## TASK TO COMPLETE
Entries follow. Give back exactly the lines starting at the one containing "john7doe: Consider using" and ending at the one containing "owenniblock: I have", and no other lines.

(Stored data entries)
PR #444, opened 2018-05-18
Add a new version check

erychagov:
Having an update check running in the command printing a friendly reminder could maybe help few users and prevent few support cases.

### DIFF
--- a/src/util/commandline/command.ts
+++ b/src/util/commandline/command.ts
@@ -115,11 +115,16 @@ export class Command {
       setQuiet();
     }
 
-    // Check if a new cli version is available
-    const result: Buffer = execSync("npm show appcenter-cli version");
-    const newVersion: string = result.toString("utf-8", 0, result.length - os.EOL.length);
-    if (newVersion !== this.getVersion()) {
-      console.log(`The new version is available: ${newVersion}`);
+    try {
+      // Check if a new cli version is available
+      const result: Buffer = execSync("npm show appcenter-cli version");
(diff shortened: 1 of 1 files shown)


src/util/commandline/command.ts
```diff
@@ -113,6 +115,13 @@ export class Command {
       setQuiet();
     }
 
+    // Check if a new cli version is available
+    const result: Buffer = execSync("npm show appcenter-cli version");
+    const newVersion: string = result.toString("utf-8", 0, result.length - os.EOL.length);
+    if (newVersion !== this.getVersion()) {
+      console.log(`The new version is available: ${newVersion}`);
```
owenniblock: Change the wording to:
`A new version of appcenter-cli is available: ${newVersion}`

src/util/commandline/command.ts
```diff
@@ -113,6 +115,13 @@ export class Command {
       setQuiet();
     }
 
+    // Check if a new cli version is available
+    const result: Buffer = execSync("npm show appcenter-cli version");
```
owenniblock: We should catch and output any errors here - if something goes wrong checking the version - we don't want to stop the cli from working.

christav:
Rather than doing this "manually" I'd rather do this via this package: https://www.npmjs.com/package/update-notifier

This is the same package that npm itself uses so we know it'll be kept up to date based on what NPM does. That and I'd rather have this check in the CLI entry point rather than in the commandline class.

christav:
Closing in favor of #458

PR #449, opened 2018-06-11
Add validation to uploaded .dll.config files to avoid UITest stalls

owenniblock:
During test run execution - when a file ending in .dll.config is uploaded and it's not a valid XML file, we add a warning to the console output and don't send that file.

When UITest files are uploaded - if they include empty .dll.config files (or malformed files) it stalls the test.

This work filters out these files and shows the user a warning message.


src/commands/test/lib/included-files-parser.ts
```diff
@@ -1,8 +1,32 @@
...
+    return;
+  }
+
+  const includedFiles = parseIncludedFiles(include, rootDir);
+
+  for (let i = 0; i < includedFiles.length; i++) {
+    const includedFile = includedFiles[i];
+    const copyTarget = path.join(path.dirname(rootDir), includedFile.targetPath);
+
+    if (copyTarget.indexOf(".dll.config") !== -1 && !validateXmlFile(copyTarget)) {
```
christav: this test will match "x.dll.config" and ".dll.config.x" and "a.b.dll.config.c.txt". I'd suggest using the lodash function `_.endsWith(".dll.config")` instead - only matches at the end and is more explicit about what you're checking for.

Unless you wanted all the other matches, in which case carry on. 😄

src/commands/test/lib/prepare-tests-command.ts
```diff
@@ -74,18 +73,7 @@ export class PrepareTestsCommand extends Command {
...
-
-    const includedFiles = parseIncludedFiles(this.include, this.getSourceRootDir());
-    for (let i = 0; i < includedFiles.length; i++) {
-      const includedFile = includedFiles[i];
-      const copyTarget = path.join(this.artifactsDir, includedFile.targetPath);
-      await pfs.cp(includedFile.sourcePath, copyTarget);
-
-      manifest.files.push(includedFile.targetPath);
-    }
+    copyIncludedFiles(manifest, this.include, this.getSourceRootDir());
```
christav: Nice removal of duplication!

src/commands/test/lib/included-files-parser.ts
```diff
@@ -1,8 +1,32 @@
-import { IFileDescriptionJson } from "./test-manifest-reader";
+import { IFileDescriptionJson, ITestCloudManifestJson } from "./test-manifest-reader";
 import * as path from "path";
+import * as pfs from "../../../util/misc/promisfied-fs";
+import { validateXmlFile } from "./xml-util";
+import { out } from "../../../util/interaction";
 
 const invalidCharactersRegexp = /['"!#$%&+^<=>`|]/;
 
+export async function copyIncludedFiles(manifest: ITestCloudManifestJson, include: string[], rootDir: string) {
```
christav: Are there any tests for this stuff?

owenniblock: They were sadly lacking on the original logic - I can add some if you need me to?

test/commands/test/lib/included-files-parser-test.ts
```diff
@@ -1,7 +1,112 @@
...
+    files: ["file1", "file2"], testFramework: { name: "", data: "" } };
+    const expectedManifest = { schemaVersion: "1.0.0", cliVersion: "1.0.0",  applicationFile: "",
+      files: ["file1", "file2"], testFramework: { name: "", data: "" } };
+
+    await copyIncludedFiles(inputManifest, [], null);
+
+    expect(inputManifest).to.deep.equal(expectedManifest);
+  });
+
+  it("should do nothing if something.dll.config exists in include", async () => {
```
john7doe: The is part does not mention that fact that something.dll.config does not contain valid xml.

Not sure what the right behaviour:

1) always exclude *.dll.config files that does not contain valid xml
2) only exclude *.dll.config files if they do not contain valid xml AND a .dll file exists.

Both strategies will avoid the error, but 1) is more restrictive excludes some "valid"/working case 

Seems like you are opting for 1)

test/commands/test/lib/included-files-parser-test.ts
```diff
@@ -1,7 +1,112 @@
...
+    const inputManifest = { schemaVersion: "1.0.0", cliVersion: "1.0.0",  applicationFile: "",
+    files: ["file1", "file2"], testFramework: { name: "", data: "" } };
+    const expectedManifest = { schemaVersion: "1.0.0", cliVersion: "1.0.0",  applicationFile: "",
+      files: ["file1", "file2"], testFramework: { name: "", data: "" } };
+
+    await copyIncludedFiles(inputManifest, null, null);
+
+    expect(inputManifest).to.deep.equal(expectedManifest);
+  });
+
```
john7doe: Consider using context, to capture that *dll.config can be valid/invalid (https://mochajs.org/#bdd):

test/commands/test/lib/included-files-parser-test.ts
```diff
@@ -1,7 +1,112 @@
...
+    sandbox = Sinon.sandbox.create();
+  });
+  afterEach(() => {
+      sandbox.restore();
+  });
+
+  it("should do nothing if null include is sent", async () => {
+    const inputManifest = { schemaVersion: "1.0.0", cliVersion: "1.0.0",  applicationFile: "",
+    files: ["file1", "file2"], testFramework: { name: "", data: "" } };
+    const expectedManifest = { schemaVersion: "1.0.0", cliVersion: "1.0.0",  applicationFile: "",
```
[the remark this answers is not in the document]
owenniblock: I have returned a manifest to make testing easier - however I have left it also updating the referenced manifest (I don't want to risk introducing regressions this late in the PR process).

I had to monkey about with the assignment of `inputManifest` to enable it to get the references object (setting the value in the before function).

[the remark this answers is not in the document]
john7doe: I think it should be one or the other:

1) return a modified manifest and do not modify the existing one.
2) leave it as it is.

I would actually prefer 2) over the current

"I don't want to risk introducing regressions this late in the PR process)."
The tests are there for us to detect a regression, hence be comfortable with make a change like the one I suggested.

With option 1) there would be no need for monkeying :-)

src/commands/test/lib/included-files-parser.ts
```diff
@@ -1,8 +1,36 @@
...
+    return manifest;
+  }
+
+  const includedFiles = this.parseIncludedFiles(include, rootDir);
+
+  for (let i = 0; i < includedFiles.length; i++) {
+    const includedFile = includedFiles[i];
+    const copyTarget = path.join(path.dirname(rootDir), includedFile.targetPath);
+
+    if (_.endsWith(copyTarget, ".dll.config") && (manifest.files.indexOf(includedFile.targetPath.slice(0, -7)) > -1
```
john7doe: either work on copyTarget or includedFile.targetPath, not both. Preferable includedFile.targetPath since the logic is deciding if it should be copied at all)  

The if statement is really hard to read and I'm not sure it is working correctly. copyTarget file will not exist, its first created/copied a few files down. (await pfs.cp(includedFile.sourcePath, copyTarget))

I think something like this is more readable: 
```
for (let i = 0; i < includedFiles.length; i++) {
  const includedFile = includedFiles[i];
 if (_.endsWith(includedFile.targetPath, ".dll.config") {
   const assemblyName = includedFile.targetPath.slice(0, -7);
   const hasCorrespondingAssembly = manifest.files.indexOf(assemblyName) > -1 || include.indexOf(assemblyName);
  if(hasCorrespondingAssembly && !validXmlFile(includedFile.targetPath) {
      out.text(`Warning: The XML config file ${copyTarget} was not a valid XML file. This file will not be uploaded.`);
      continue;
   }
  }
   const copyTarget = path.join(path.dirname(rootDir), includedFile.targetPath);   
   await pfs.cp(includedFile.sourcePath, copyTarget);
   manifest.files.push(includedFile.targetPath);
 }
```
Sorry for the formatting and compile error, it was typed in the browser, but hopefully understandable :-)

owenniblock: Good call! I don't know why I was using `copyTarget` in the first place - changing.

test/commands/test/lib/included-files-parser-test.ts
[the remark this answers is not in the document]
owenniblock: OK, I've moved it back to 2) purely because there are other places where we send the manifest as a reference - I agree that it would be better to clone and return the manifest but I don't want to have inconsistencies in how different areas behave - if I had more time I'd refactor all these areas so they work by returning a new copy of the manifest.

However, the refactoring does mean that I no longer need to reference the manifest at all to test my changes (the filter step is a distinct step as discussed).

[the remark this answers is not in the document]
owenniblock: > The tests are there for us to detect a regression, hence be comfortable with make a change like the one I suggested.

Worth noting that not all of this is my code and the project as a whole is light on tests so I'm naturally scared of making too many structural changes. I would _love_ to spend some time improving the test coverage and testability of the CLI though!

package.json
```diff
@@ -61,7 +61,7 @@
     "@types/request": "^2.0.3",
     "@types/rimraf": "^2.0.2",
     "@types/semver": "^5.3.33",
-    "@types/sinon": "^2.3.5",
```
john7doe: Would it not be better if the type definitions and the package itself has the same version? Last version I could find  is 5.0.1

src/commands/test/lib/included-files-parser.ts
```diff
@@ -1,12 +1,63 @@
...
+    manifest.files.push(includedFile.targetPath);
+  }
+}
+
 export function parseIncludedFiles(includedFiles: string[], rootDir: string): IFileDescriptionJson[] {
   return includedFiles.map((f) => parseIncludedFile(f, rootDir));
 }
 
+export function filterIncludedFiles(manifestFiles: string[], include: string[]): string[] {
+  if (!include) {
```
john7doe: Problematic files can also be in the manifest, so guess that test should really be on allIncludedFiles. But if allIncludedFiles are empty then the result would be [], so there is no need for the special handling at all.

src/commands/test/lib/included-files-parser.ts
```diff
@@ -1,12 +1,63 @@
...
+    return [];
+  }
+
+  const allIncludedFiles = manifestFiles.concat(include);
+  const output = [];
+  for (const file of include) {
+    if (validFile(file, allIncludedFiles)) {
+      output.push(file);
+    }
+  }
```
john7doe: lines 38-45 Could be replaced with `return allIncludedFiles.filter((f) => validFile(file, allIncludedFiles));`

src/commands/test/lib/included-files-parser.ts
owenniblock: Yes - you're right. I know that the `.dll.config` files have to be manually added using the `--include` flag.

I'm going to leave this for now but perhaps future development could include moving this filter to `allIncludedFiles`. Perhaps we could do this if we ever have need to filter out files that are naturally included in the manifest files? It would require some minor restructuring of the way it's working.

src/commands/test/lib/included-files-parser.ts
owenniblock: Done - need to be:
> return include.filter((f) => validFile(f, allIncludedFiles));

We're only filtering on `--include` on this PR - I made the assumption that we only choose files automatically if those files are OK to upload (that certainly seems to be the case when testing the CLI with commands).

package.json
owenniblock: _reset_ It broke the build for some reason.

PR #452, opened 2018-06-13
Custom telemetry source using '--telemetry-source' argument

evgeny-pol:
Allow applications to pass it's own telemetry source, when using appcenter-cli to access Visual Studio App Center

### DIFF
--- a/src/util/apis/create-client.ts
+++ b/src/util/apis/create-client.ts
@@ -23,10 +23,10 @@ export interface AppCenterClientFactory {
   fromProfile(user: Profile): AppCenterClient;
 }
 
-export function createAppCenterClient(command: string[], telemetryEnabled: boolean): AppCenterClientFactory {
+export function createAppCenterClient(command: string[], telemetryEnabled: boolean, telemetrySource: string): AppCenterClientFactory {
   function createClientOptions(): any {
     debug(`Creating client options, isDebug = ${isDebug()}`);
-    const filters = [userAgentFilter, telemetryFilter(command.join(" "), telemetryEnabled)];
+    const filters = [userAgentFilter, telemetryFilter(command.join(" "), telemetryEnabled, telemetrySource)];
     return {
       filters: isDebug() ? [createLogger()].concat(filters) : filters
     };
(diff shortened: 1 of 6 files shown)


christav:
Why are we doing this? What's the use case?

Doing this makes things harder on us on the back end - queries in our logs get harder since there's now an unbounded set of telemetry sources instead of just a couple. And that help text for the switch is completely inadequate - it'll be displayed in every command help screen and doesn't explain a thing about what this is actually FOR.

I really don't want to do this unless there's a really compelling reason I'm not seeing right now.

evgeny-pol:
Hello @christav , sorry, should've written a detailed description, to clarify, why we need this change.
This argument will allow other applications to use appcenter-cli as a mediator between itself and App Center portal.

More concretely, right now we are working on a App Center extension for Visual Studio Code:
https://github.com/Microsoft/vscode-appcenter

We mostly use autogenerated REST API client to issue commands to App Center, so we can set correct telemetry source ourself in those places:
https://github.com/Microsoft/vscode-appcenter/pull/108/files

But in one place, to launch UI tests, we use appcenter-cli:
https://github.com/Microsoft/vscode-appcenter/blob/master/src/tests/appCenterUITestRunner.ts#L112

Right now in a telemetry dashboard it will look like user launched UI tests from a appcenter-cli, but in reality he did it from a VS Code extension
If we start tests using appcenter-cli while passing it our telemetry source we will be able to easily see how our extension are used, by filtering telemetry by our telemetry source

I hope that I was able to show the reasoning behind this changes and I will be happy to hear your thoughts about how we can improve this solution

christav:
Since this is completely internal, rather than hacking up the command line parameter parsing I'd rather see this in an environment variable instead. Plus that way you don't need to set it on every command, but instead just set it in the environment for the shell you're running the CLI in. Much less intrusive, doesn't show up in the help, and gives you what you want.

evgeny-pol:
@christav Thanks for a great idea, we are going use it and implement passing of telemetry source using environment variable, so I am going to close this PR and open another one, when we get everything ready

PR #454, opened 2018-06-15
Get custom telemetry source from environment variable

evgeny-pol:
Allow applications to pass it's own telemetry source via environment variable TELEMETRY_SOURCE, when using appcenter-cli to access Visual Studio App Center

It will be used by "App Center extension for Visual Studio Code" when calling appcenter-cli to start user's application UI tests in App Center:
https://github.com/Microsoft/vscode-appcenter

This option is intended for internal usage so it should not be mentioned in release notes


src/util/apis/telemetry-filter.ts
```diff
@@ -15,11 +15,12 @@ const sessionHeaderName = "diagnostic-context";
 const commandNameHeaderName = "cli-command-name";
 
 export function telemetryFilter(commandName: string, telemetryIsEnabled: boolean) : {(resource: WebResource, next: any, callback: any): any} {
+  const telemetrySource = process.env.TELEMETRY_SOURCE || "cli";
```
christav: Please add a function to the src/util/profile/environment-vars.ts file to read this environment variable. That way all the evenironment variables we look for are in a single place in the code.

Also prefix the variable name with APPCENTER: `APPCENTER_TELEMETRY_SOURCE`.

evgeny-pol:
Hello @christav , I've made a new PR with the changes you requested, please check it out

christav:
@evgeny-pol Thanks, exactly what I was looking for.

PR #457, opened 2018-06-28
Bug 41992: CLI: NUnit report download intermittent failures (Xamarin.Forms)

AndreyMitsyk:
**Problems:**
- In result report we have "XML merging has ended with an error" without any additional information:
If something is wrong with XML, we will have following: for `nunit-xml-util` we will have unhanded exception in different thread when we try to use `*Transformation`. For `junit-xml-util` we will have `EmptyXmlDocument` without errors on top level.

- XML validation does not work correctly:
E.g. we have `validXmlFile` function that should return negative result for broken XML file. Unfortunately, result is always true. That happens because DOMParser does not trigger real JS exception and just send errors to console:
```
  [xmldom warning]	attribute "<test-suite" missed value!! "<test-suite" instead2!!
@#[line:2,col:1]
[xmldom error]	element parse error: Error: invalid attribute:<test-suite
@#[line:2,col:1]
```
In this case we have that xml document is not null, but this is incorrect document with parsererror nodes from DOMParser.

**Solutions:**
- Add DOMParser configuration with `errorHandler` to process XML errors and throw an exception.
- Added explicit rejection to see an error on top level.

**Changes:**
- Added mimeTypes for parseFromString inside *xml-util classes.
- Added explicit rejection for nunit-xml-util and junit-xml-util.
- Implemented logic to handle DOMParser errors.
- Fixed XML verification.
- Implemented tests for DOMParser error handling.
- Extended existing tests.
- Added test data.
- Merged changes regarding typescript compilation.


krukow:
@owenniblock please review

src/commands/test/lib/nunit-xml-util.ts
```diff
@@ -11,29 +11,45 @@ export class NUnitXmlUtil extends XmlUtil {
...
 
-    const self = this;
+    const self: NUnitXmlUtil = this;
     return new Promise<Document>((resolve, reject) => {
       fs.createReadStream(pathToArchive)
         .pipe(unzip.Parse())
         .on("entry", function (entry: unzip.Entry) {
-          const fullPath = path.join(tempPath, entry.path);
+          // Skip directories and hidden system files
+          if (entry.type === "Directory" || path.basename(entry.path).substring(0, 1) === ".") {
```
owenniblock: Is there anything we can do to refactor the shared code here and in `junit-xml-util`?

src/commands/test/lib/xml-util.ts
```diff
@@ -5,49 +5,56 @@ export abstract class XmlUtil {
...
+      result += this.countChildren(element.childNodes[i] as Element);
     }
     return result;
   }
 }
 
 export function validXmlFile(file: string): boolean {
   try {
-    const xml = new DOMParser().parseFromString(fs.readFileSync(file, "utf-8"));
+    const configuration: object = {
```
owenniblock: Can we share this configuration somewhere so it's defined in one place?

test/commands/test/resources/broken/nunit_report.xml
```diff
@@ -0,0 +1,117 @@
+<?xml version="1.0" encoding="utf-8"?>
```
owenniblock: It would be good for me to understand what causes this file to be broken - have we manually broken it? Or is this the example .xml as it was provided from the failing CLI run and we previously just weren't flagging up the issue?

test/commands/test/util/nunit-xml-util-test.ts
```diff
@@ -141,9 +141,25 @@ describe("nunit xml util", function () {
...
 
     // Then
-    const finalStrXml = new XMLSerializer().serializeToString(xml);
+    const finalStrXml: string = new XMLSerializer().serializeToString(xml);
 
     // Doesn't throw exception
     xmlLib.parseXml(finalStrXml);
   });
+
+  it("should throw an explicit exception", async () => {
```
owenniblock: Loving the additional tests! ❤️

test/commands/test/resources/broken/nunit_report.xml
AndreyMitsyk: It's a manually broken file

owenniblock: Part of me was hoping it was something from the intermittent issue we've been seeing 🙂

src/commands/test/lib/nunit-xml-util.ts
AndreyMitsyk: Will do this

src/commands/test/lib/xml-util.ts
AndreyMitsyk: I will refactor this as well

owenniblock:
- [This PR is work for this error](https://github.com/Microsoft/appcenter-cli/issues/447) - might not resolve the issue but hopefully it will help us diagnose it.

src/commands/test/lib/junit-xml-util.ts
```diff
@@ -12,46 +11,26 @@ export class JUnitXmlUtil extends XmlUtil {
...
+        let name: string = "unknown";
+        const matches: RegExpMatchArray = entry.path.match("^(.*)_TEST.*");
+        if (matches && matches.length > 1) {
+          name = matches[1].replace(/\./gi, "_");
+        }
+
+        self.appendToTestNameTransformation(xml, name);
+        self.removeIgnoredTransformation(xml);
+
+        mainXml = self.combine(mainXml, xml);
```
owenniblock: Just noticed this - should this be the same as the NUnit one?

```
if (mainXml) {
          mainXml = self.combine(mainXml, xml);
        } else {
          mainXml = xml;
     }
```

src/commands/test/lib/junit-xml-util.ts
```diff
@@ -12,46 +11,26 @@ export class JUnitXmlUtil extends XmlUtil {
...
+        const xml: Document = new DOMParser(XmlUtil.DOMParserConfig).parseFromString(fs.readFileSync(fullPath, "utf-8"), "text/xml");
+
+        let name: string = "unknown";
+        const matches: RegExpMatchArray = entry.path.match("^(.*)_TEST.*");
+        if (matches && matches.length > 1) {
+          name = matches[1].replace(/\./gi, "_");
+        }
+
+        self.appendToTestNameTransformation(xml, name);
+        self.removeIgnoredTransformation(xml);
```
owenniblock: We should investigate if there is there any reason why we can't add this:`self.removeEmptySuitesTransformation(xml);`? I think if we're smart about it we may be able to refactor this even further so that lines 17 to 28 here can be shared by both JUnit and NUnit classes? (Please correct me it I'm mistaken!)

src/commands/test/lib/junit-xml-util.ts
owenniblock: If we completely merge these sections between NUNit and JUnit - we could use this logic though? Because `mainXml` will only return `false` for JUnit?

src/commands/test/lib/junit-xml-util.ts
AndreyMitsyk: NUnit and JUnit use different xml structure. E.g. `removeIgnoredTransformation` are completely different. I see that we have empty test-suite only inside nunit xml.

owenniblock: That's a shame - could we do something like this? (please excuse the pseudo-code):

```
get the xml document (shared code)
perform regex matching (shared code)
process xml (these `self.appendToTestNameTransformation`, `self.removeIgnoredTransformation` etc) (class specific override of abstract function)
combine xml (shared code)
```

src/commands/test/lib/junit-xml-util.ts
AndreyMitsyk: We have different regex as well and use of `self.removeEmptySuitesTransformation(xml);` for nunit. In addition, implementation and usage of appendToTestNameTransformation and removeIgnoredTransformation is different, so we need multiple parameters for the shared function. 
For me, when number of parameters for some shared code is large - it's a reason to not reuse everything 😃

owenniblock: Of course you're correct! I hadn't noticed the difference in the regex.

PR #458, opened 2018-06-29
Feature/check new version

AndreyMitsyk:
Added version check via update-notifier according to comment here #444 

Verified on Mac (node v9.11.1) and Windows (node v9.10.0) by modifying package.json locally:

image

image


src/util/commandline/command.ts
```diff
@@ -194,4 +195,17 @@ export class Command {
 
     return input;
   }
+
+  private checkForUpdates(): void {
```
christav: Good code, but it doesn't belong here. This check should be performed in bin/appcenter.js instead. That's the main entry point.

It should also listen for the `--quiet` switch and not print anything if the "quiet" switch is turned on. Otherwise, automation scripts will randomly start failing due to extra unexpected output.

AndreyMitsyk: Changed. Please have a look at new iteration.

PR #121, opened 2017-05-10
Various changes to internal

mattiamanzati:
- [X] Internal name renames
- [X] Array, Map and literals does not have a default value anymore

### DIFF
--- a/src/types/complex-types/array.ts
+++ b/src/types/complex-types/array.ts
@@ -9,7 +9,7 @@ import {
 import { addHiddenFinalProp, identity, nothing } from "../../utils"
 import { IType, IComplexType, isType } from "../type"
 import { ComplexType } from "./complex-type"
-import { createDefaultValueFactory } from "../utility-types/with-default"
+import { optional } from "../utility-types/optional"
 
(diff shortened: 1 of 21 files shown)


src/types/complex-types/array.ts
```diff
@@ -149,7 +148,7 @@ export class ArrayType<S, T> extends ComplexType<S[], IObservableArray<T>> {
     }
 
     getDefaultSnapshot() {
-        return []
+        return undefined
```
mweststrate: I think the only use case for `getDefaultSnapshot`  is `arrayFactory.create(/* no args*/)`, not skipping values from snapshots, so I don't think this change is needed.

src/types/complex-types/map.ts
```diff
@@ -188,7 +187,7 @@ export class MapType<S, T> extends ComplexType<{[key: string]: S}, IExtendedObse
     }
 
     getDefaultSnapshot() {
-        return {}
+        return undefined
```
mweststrate: idem

mweststrate:
Not entirely sure about not defaulting `.create()` either. But beyond that, looking good so merged anyway :)

PR #129, opened 2017-05-16
Export also simple type to allow for easier typing of frozen types

tomitrescak:
Example

```js
export const NumberFieldModel = types.model("Field", {
  value: types.number,
  validation: types.frozen as ISimpleType<RegExp>
});
```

## EXERCISE SOLUTION
john7doe: Consider using context, to capture that *dll.config can be valid/invalid (https://mochajs.org/#bdd):

test/commands/test/lib/included-files-parser-test.ts
```diff
@@ -1,7 +1,112 @@
...
+    sandbox = Sinon.sandbox.create();
+  });
+  afterEach(() => {
+      sandbox.restore();
+  });
+
+  it("should do nothing if null include is sent", async () => {
+    const inputManifest = { schemaVersion: "1.0.0", cliVersion: "1.0.0",  applicationFile: "",
+    files: ["file1", "file2"], testFramework: { name: "", data: "" } };
+    const expectedManifest = { schemaVersion: "1.0.0", cliVersion: "1.0.0",  applicationFile: "",
```
[the remark this answers is not in the document]
owenniblock: I have returned a manifest to make testing easier - however I have left it also updating the referenced manifest (I don't want to risk introducing regressions this late in the PR process).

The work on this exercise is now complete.